* **Exercise goal**: Using the records below, copy every line that holds the string "class".

##########

PR #9195, opened 2022-05-17
Java: Performance fixes for local flow relation

aschackmull:
The local flow relation was accidentally made mutually recursive with `AdditionalValueStep`. It makes sense to allow the use for local flow to define `AdditionalValueStep::step`, so removing the latter from the former allows this without recursion.

A non-monotonic dummy reference is added to prevent re-introduction of recursion here, and this highlighted the need for a minor refactor in `FlowSummaryImpl` (since `ReturnNodeExt` depends on local flow).

The local flow relation is also fixed to force the use of the fastTC hop, as this otherwise was observed to result in a very slow materialisation.

### DIFF
--- a/csharp/ql/lib/semmle/code/csharp/dataflow/internal/FlowSummaryImpl.qll
+++ b/csharp/ql/lib/semmle/code/csharp/dataflow/internal/FlowSummaryImpl.qll
@@ -813,9 +813,7 @@ module Private {
      * be useful to include in the exposed local data-flow/taint-tracking relations.
      */
     predicate summaryThroughStepTaint(ArgNode arg, Node out) {
-      exists(ReturnNodeExt ret |
-        summaryLocalStep(summaryArgParam(arg, ret, out), ret, false)
-      )
+      exists(ReturnNodeExt ret | summaryLocalStep(summaryArgParam(arg, ret, out), ret, false))
     }
 
     /**
--- a/csharp/ql/lib/semmle/code/csharp/dataflow/internal/FlowSummaryImpl.qll
+++ b/csharp/ql/lib/semmle/code/csharp/dataflow/internal/FlowSummaryImpl.qll
@@ -791,15 +791,30 @@ module Private {
     }
 
     /**
-     * Holds if `arg` flows to `out` using a simple flow summary, that is, a flow
-     * summary without reads and stores.
+     * Holds if `arg` flows to `out` using a simple value-preserving flow
+     * summary, that is, a flow summary without reads and stores.
      *
      * NOTE: This step should not be used in global data-flow/taint-tracking, but may
      * be useful to include in the exposed local data-flow/taint-tracking relations.
      */
-    predicate summaryThroughStep(ArgNode arg, Node out, boolean preservesValue) {
+    predicate summaryThroughStepValue(ArgNode arg, Node out) {
+      exists(ReturnKind rk, ReturnNode ret, DataFlowCall call |
+        summaryLocalStep(summaryArgParam0(call, arg), ret, true) and
+        ret.getKind() = rk and
+        out = getAnOutNode(call, rk)
+      )
+    }
+
+    /**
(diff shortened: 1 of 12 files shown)


java/ql/lib/semmle/code/java/dataflow/internal/FlowSummaryImpl.qll
```diff
@@ -790,15 +790,31 @@ module Private {
...
+     * Holds if `arg` flows to `out` using a simple value-preserving flow
+     * summary, that is, a flow summary without reads and stores.
      *
      * NOTE: This step should not be used in global data-flow/taint-tracking, but may
      * be useful to include in the exposed local data-flow/taint-tracking relations.
      */
-    predicate summaryThroughStep(ArgNode arg, Node out, boolean preservesValue) {
+    predicate summaryThroughStepValue(ArgNode arg, Node out) {
+      exists(ReturnKind rk, ReturnNode ret, DataFlowCall call |
+        // summaryLocalStep(summaryArgParam(arg, rk, out), ret, true) and
```
atorralba, line 801: Should we remove this?

atorralba (commented):
Looks plausible to me, just one minor comment.

There are a couple of tricks (namely `fastTC` and `(any() or strictcount(Node n1, Node n2, AdditionalValueStep a | a.step(n1, n2)) < 0)`) that I would like to learn more about at some point, though :)

java/ql/lib/semmle/code/java/dataflow/internal/FlowSummaryImpl.qll
aschackmull: done

aschackmull:
> There are a couple of tricks (namely `fastTC` and `(any() or strictcount(Node n1, Node n2, AdditionalValueStep a | a.step(n1, n2)) < 0)`) that I would like to learn more about at some point, though :)

`fastTC` just means the same as the `+` suffix on a predicate, but forces the compiler to use the specialised code for this (using `+` leaves the choice to the optimiser, which will often also result in using `fastTC`, but didn't in this case (and that happened to be bad)).
The other ugly line of obscure QL is a hack. It doesn't really matter much what it contains as `and (any() or ...)` optimises away to nothing at all, but a predicate reference inside a `strictcount` can't be recursive, so we ensure that we don't introduce accidental recursion in the future through this hack.

csharp/ql/lib/semmle/code/csharp/dataflow/internal/FlowSummaryImpl.qll
```diff
@@ -791,18 +791,31 @@ module Private {
...
      * be useful to include in the exposed local data-flow/taint-tracking relations.
      */
-    predicate summaryThroughStep(ArgNode arg, Node out, boolean preservesValue) {
-      exists(ReturnNodeExt ret |
-        summaryLocalStep(summaryArgParam(arg, ret, out), ret, preservesValue)
+    predicate summaryThroughStepValue(ArgNode arg, Node out) {
+      exists(ReturnKind rk, ReturnNode ret, DataFlowCall call |
+        summaryLocalStep(summaryArgParam0(call, arg), ret, true) and
+        ret.getKind() = rk and
+        out = getAnOutNode(call, rk)
```
hvitved, line 804: Shouldn't we use the same pragmas here as in `summaryArgParam`?

java/ql/lib/semmle/code/java/dataflow/internal/DataFlowUtil.qll
```diff
@@ -118,6 +121,16 @@ predicate localFlowStep(Node node1, Node node2) {
  */
 cached
 predicate simpleLocalFlowStep(Node node1, Node node2) {
```
hvitved, line 123: Perhaps wrap `localFlowStep` and `simpleLocalFlowStep` in a cached internal module to make sure they are evaluated together.

aschackmull:
DCA looks good now.

hvitved (approved):

PR #9200, opened 2022-05-17
Python: Modernise weak file permissions query

tausbn:
Using API graphs instead of points-to.

Unfortunately, some results will be lost because of this, due to the fact that points-to tracks bitwise operations on small numbers (i.e. flags), whereas API graphs does no such thing. This means using something like `stat.S_IWUSR | stat.S_IWGRP` will not work.

A custom type tracker (like the one used for `re` flags) could be used to recapture this behaviour, but I think that's best left as future work, as it's not clear to me that this query is actually worth the effort it would take to implement this.

---

As this is just modernising a somewhat minor query, I don't think it needs a change note (but I'll happily add one if necessary).

### DIFF
--- a/python/ql/src/Security/CWE-732/WeakFilePermissions.ql
+++ b/python/ql/src/Security/CWE-732/WeakFilePermissions.ql
@@ -12,6 +12,7 @@
  */
 
 import python
+import semmle.python.ApiGraphs
 
 bindingset[p]
 int world_permission(int p) { result = p % 8 }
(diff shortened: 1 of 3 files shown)


yoff (commented):
I am generally happy with rewriting `pointsTo` to `getAValueReachingRhs`. We do need to look into the version-dependence, though...

yoff (approved):
Bit crude, but fine in this case

PR #9207, opened 2022-05-18
Java: Add sources for Android external storage

joefarebrother:
Adds as sources the contents of files that come from an external storage directory.

### DIFF
--- a/java/ql/lib/semmle/code/java/frameworks/android/ExternalStorage.qll
+++ b/java/ql/lib/semmle/code/java/frameworks/android/ExternalStorage.qll
@@ -1,0 +1,46 @@
+/** Provides definitions for working with uses of Android external storage */
+
+import java
+import semmle.code.java.dataflow.DataFlow
+private import semmle.code.java.dataflow.ExternalFlow
+
+private class ExternalStorageDirSourceModel extends SourceModelCsv {
+  override predicate row(string row) {
+    row =
+      [
+        //"package;type;overrides;name;signature;ext;spec;kind"
+        "android.content;Context;true;getExternalFilesDir;(String);;ReturnValue;android-external-storage-dir",
+        "android.content;Context;true;getExternalFilesDirs;(String);;ReturnValue.ArrayElement;android-external-storage-dir",
+        "android.content;Context;true;getExternalCachesDir;(String);;ReturnValue;android-external-storage-dir",
+        "android.content;Context;true;getExternalCachesDirs;(String);;ReturnValue.ArrayElement;android-external-storage-dir",
+        "android.os;Environment;false;getExternalStorageDirectory;(String);;ReturnValue.ArrayElement;android-external-storage-dir",
+        "android.os;Environment;false;getExternalStoragePublicDirectory;(String);;ReturnValue.ArrayElement;android-external-storage-dir",
+      ]
+  }
+}
+
+private predicate externalStorageFlowStep(DataFlow::Node node1, DataFlow::Node node2) {
+  DataFlow::localFlowStep(node1, node2)
+  or
+  exists(ConstructorCall c | c.getConstructedType() instanceof TypeFile |
+    node1.asExpr() = c.getArgument(1) and
+    node2.asExpr() = c
+  )
+}
+
+private predicate externalStorageFlow(DataFlow::Node node1, DataFlow::Node node2) {
+  externalStorageFlowStep*(node1, node2)
+}
+
+/**
+ * Holds if `n` is a node that reads the contents of an external file in Android.
+ * This may be controlable by third-party applications, so is treated as a remote flow source.
+ */
+predicate androidExternalStorageSource(DataFlow::Node n) {
+  exists(ConstructorCall fInp, DataFlow::Node externalDir |
+    fInp.getConstructedType().hasQualifiedName("java.io", "FileInputStream") and
+    n.asExpr() = fInp and
+    sourceNode(externalDir, "android-external-storage-dir") and
+    externalStorageFlow(externalDir, DataFlow::exprNode(fInp.getArgument(0)))
+  )
+}
--- a/java/ql/lib/semmle/code/java/frameworks/android/ExternalStorage.qll
+++ b/java/ql/lib/semmle/code/java/frameworks/android/ExternalStorage.qll
@@ -10,12 +10,12 @@ private class ExternalStorageDirSourceModel extends SourceModelCsv {
     row =
       [
         //"package;type;overrides;name;signature;ext;spec;kind"
-        "android.content;Context;true;getExternalFilesDir;(String);;ReturnValue;android-external-storage-dir",
-        "android.content;Context;true;getExternalFilesDirs;(String);;ReturnValue;android-external-storage-dir",
-        "android.content;Context;true;getExternalCacheDir;();;ReturnValue;android-external-storage-dir",
-        "android.content;Context;true;getExternalCacheDirs;();;ReturnValue;android-external-storage-dir",
-        "android.os;Environment;false;getExternalStorageDirectory;();;ReturnValue;android-external-storage-dir",
-        "android.os;Environment;false;getExternalStoragePublicDirectory;(String);;ReturnValue;android-external-storage-dir",
+        "android.content;Context;true;getExternalFilesDir;(String);;ReturnValue;android-external-storage-dir;manual",
+        "android.content;Context;true;getExternalFilesDirs;(String);;ReturnValue;android-external-storage-dir;manual",
+        "android.content;Context;true;getExternalCacheDir;();;ReturnValue;android-external-storage-dir;manual",
+        "android.content;Context;true;getExternalCacheDirs;();;ReturnValue;android-external-storage-dir;manual",
+        "android.os;Environment;false;getExternalStorageDirectory;();;ReturnValue;android-external-storage-dir;manual",
+        "android.os;Environment;false;getExternalStoragePublicDirectory;(String);;ReturnValue;android-external-storage-dir;manual",
       ]
   }
 }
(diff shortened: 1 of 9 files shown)


java/ql/lib/semmle/code/java/frameworks/android/ExternalStorage.qll
```diff
@@ -0,0 +1,50 @@
...
+ * This is controlable by third-party applications, so is treated as a remote flow source.
+ */
+predicate androidExternalStorageSource(DataFlow::Node n) {
+  exists(ConstructorCall fInp, DataFlow::Node externalDir |
+    fInp.getConstructedType().hasQualifiedName("java.io", "FileInputStream") and
+    n.asExpr() = fInp and
+    sourceNode(externalDir, "android-external-storage-dir") and
+    externalStorageFlow(externalDir, DataFlow::exprNode(fInp.getArgument(0)))
+  )
+}
```
atorralba, line 50: I think all this should be handled by the dataflow library itself, rather than creating a source that depends on dataflow, which could create recursion.

If I'm not mistaken, the only thing that this is adding that doesn't already exist as a dataflow step or taintflow step is the step from `FileInputStream`'s constructor argument to its return value. I tried adding a row to `JavaIoSummaryCsv` like the following:

```
"java.io;FileInputStream;true;FileInputStream;;;Argument[0];Argument[-1];taint",
```

And then I could remove everything in `ExternalStorage.qll` except the source CSV rows without breaking any tests.

Is there any other reason why you added this `externalStorageFlow` logic?

joefarebrother: The issue with this approach is that it could cause false positives in other queries. Any flow to a `File` object, which may be a result of the `PathInjection` query but not if it's sanitized for that query, that is read by a `FileInputStream` would be tainted.

atorralba: Isn't this something that queries themselves should handle though? If it's a query interested in paths, it should include path sanitizers in its configuration, which will prune the `src` -> `sanitizer` -> `File` -> `FileInputStream` flow. If it doesn't care about paths, but about otherwise tainted `File` objects (even if I can't come up with an example of that right now), it won't have the sanitizer in the configuration and the flow will go through as desired.

Does that make sense?

atorralba: Dumb example: a filename getting sanitized to remove `..` characters is used to read a file and print out its contents in an HTML page. In the XSS query we don't care against path sanitizers, but rather XSS sanitizers, so in that case we want the flow to go through from the external storage to the XSS sink even if `..`s are removed from the filename.

joefarebrother: However a query that doesn't care about tainted `File`s (and doesn't implement related sanitizers) can still be affected by the `File` -> `FileInputStream` step; as currently there are steps that imply that a `File` is tainted when it's path is tainted. 

For example, in somthing like the following:
```java
String inp = source();
File f = new File("/some/trusted/path/" + inp);
if (!isValid(f)) 
  throw new Exception();
InputStream is = FileInputStream(f);
byte[] data = new byte[1024];
is.read(data);
sink(data);
```
some query unrelated to `File`s will get new results.

joefarebrother: An approach I've just thought of which could work is to have these steps go trough a synthetic field `FileContents`; as to not intefere with other tainted `Flie`s. However I believe that source (and sink) flow models don't currently support the synthetic steps from access paths that steps do.

joefarebrother: Hmm; is it really the case that the external storage methods should return `File`s have tainted filenames? I'd assume their filenames are controlled by the system.

atorralba: 🤦‍♂️ You're right, my example was confusing. The directory returned by `getExternaFilesDir` et al is not externally-controllable. What I was thinking was that any file in that directory _can_ have an arbitrary name and contents, but that's not quite what we're discussing, so generally tainting the sources doesn't work.

Ok, I think I'm convinced that using local flow is the only way to do it, since we'd need to be able to partially taint sources depending on the access path to implement the precise flow solution through synthetic fields.

Thanks for walking me through this and sorry for the back-and-forth.

java/ql/lib/semmle/code/java/frameworks/android/ExternalStorage.qll
```diff
@@ -0,0 +1,50 @@
...
+ * Holds if `n` is a node that reads the contents of an external file in Android.
+ * This is controlable by third-party applications, so is treated as a remote flow source.
+ */
+predicate androidExternalStorageSource(DataFlow::Node n) {
+  exists(ConstructorCall fInp, DataFlow::Node externalDir |
+    fInp.getConstructedType().hasQualifiedName("java.io", "FileInputStream") and
+    n.asExpr() = fInp and
+    sourceNode(externalDir, "android-external-storage-dir") and
+    externalStorageFlow(externalDir, DataFlow::exprNode(fInp.getArgument(0)))
+  )
```
atorralba, line 49: I'd suggest using `FileReadExpr` from `FileReadWrite.qll` instead of only the `FileInputStream` constructor to catch more ways of reading files.

```suggestion
predicate androidExternalStorageSource(DataFlow::Node n) {
  exists(DataFlow::Node externalDir |
    sourceNode(externalDir, "android-external-storage-dir") and
    externalStorageFlow(externalDir, DataFlow::exprNode(n.asExpr().(FileReadExpr).getFileVarAccess()))
  )
```

Although I think we'd need to change the `FileReadExpr::getFileVarAccess` predicate to be something like `getFileExpr`, to not restrict ourselves to `VarAccess`es. That impacts the `ReadingFromWorldWritableFile.ql` query, so we can handle that in a follow-up PR if you prefer.

joefarebrother: It looks like `FileReadExpr` includes nested calls, which don't exactly correspond to dataflow and thus could cause FPs. 
For example, in the following: 
```java
String foo(File f) {
  this.is = FileInputStream(f);
  return "something else";
}

void bar(Contex ctx) {
  String s = foo(new File(ctx.getExternalFilesDir(null), "file.txt"));
  sink(s);
}
```
then the call to `foo` is considered a `FileReadExpr` but should not be tainted.

Instead perhaps we could define a variant of `FileReadExpr` that doesn't look through nested calls.

atorralba: Good catch. Yes, my main concern was not repeating a list of methods that read from files if possible.

Maybe the current `FileReadExpr` (which I think needs a name change to indicate its recursive nature) could build upon the new version, which wouldn't look through nested calls and could be reused by other libraries interested in file-reading methods.

java/ql/lib/semmle/code/java/security/FileReadWrite.qll
```diff
@@ -1,9 +1,9 @@
 import java
 
 /**
- * Holds if `fileAccess` is used in the `fileReadingExpr` to read the represented file.
+ * Holds if `fileAccess` is directly used in the `fileReadingExpr` to read the represented file.
  */
-private predicate fileRead(VarAccess fileAccess, Expr fileReadingExpr) {
+predicate directFileRead(Expr fileAccess, Expr fileReadingExpr) {
```
atorralba, line 6: This can remain `private` right?

java/ql/lib/semmle/code/java/frameworks/android/ExternalStorage.qll
```diff
@@ -0,0 +1,50 @@
...
+  node2.asExpr().(FieldRead).getField().getInitializer() = node1.asExpr()
+}
+
+private predicate externalStorageFlow(DataFlow::Node node1, DataFlow::Node node2) {
+  externalStorageFlowStep*(node1, node2)
+}
+
+/**
+ * Holds if `n` is a node that reads the contents of an external file in Android.
+ * This is controlable by third-party applications, so is treated as a remote flow source.
```
atorralba, line 42:
```suggestion
 * This is controllable by third-party applications, so is treated as a remote flow source.
```

java/ql/lib/semmle/code/java/security/FileReadWrite.qll
```diff
@@ -49,3 +56,15 @@ class FileReadExpr extends Expr {
...
 }
+
+/**
+ * An expression that directly reads from a file and returns its contents.
+ */
+class DirectFileReadExpr extends Expr {
+  DirectFileReadExpr() { directFileRead(_, this) }
+
+  /**
+   * Gets the `Expr` representing the file that is read
```
atorralba, line 67:
```suggestion
   * Gets the `Expr` representing the file that is read.
```

atorralba (commented):
A few more comments, but otherwise LGTM. I'd like to see a DCA run on all projects (not just Android) so that we see if this has any impact on performance.

java/ql/lib/semmle/code/java/frameworks/android/ExternalStorage.qll
```diff
@@ -0,0 +1,50 @@
...
+private import semmle.code.java.security.FileReadWrite
+private import semmle.code.java.dataflow.DataFlow
+private import semmle.code.java.dataflow.ExternalFlow
+
+private class ExternalStorageDirSourceModel extends SourceModelCsv {
+  override predicate row(string row) {
+    row =
+      [
+        //"package;type;overrides;name;signature;ext;spec;kind"
+        "android.content;Context;true;getExternalFilesDir;(String);;ReturnValue;android-external-storage-dir",
```
michaelnebel, line 13: Please note that the content of this PR: https://github.com/github/codeql/pull/9025
changes the format of the modles. You need to postfix fix ";manual"

atorralba (approved):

##########

* **Answer to the problem**:
+private class ExternalStorageDirSourceModel extends SourceModelCsv {
@@ -10,12 +10,12 @@ private class ExternalStorageDirSourceModel extends SourceModelCsv {
@@ -49,3 +56,15 @@ class FileReadExpr extends Expr {
+class DirectFileReadExpr extends Expr {
+private class ExternalStorageDirSourceModel extends SourceModelCsv {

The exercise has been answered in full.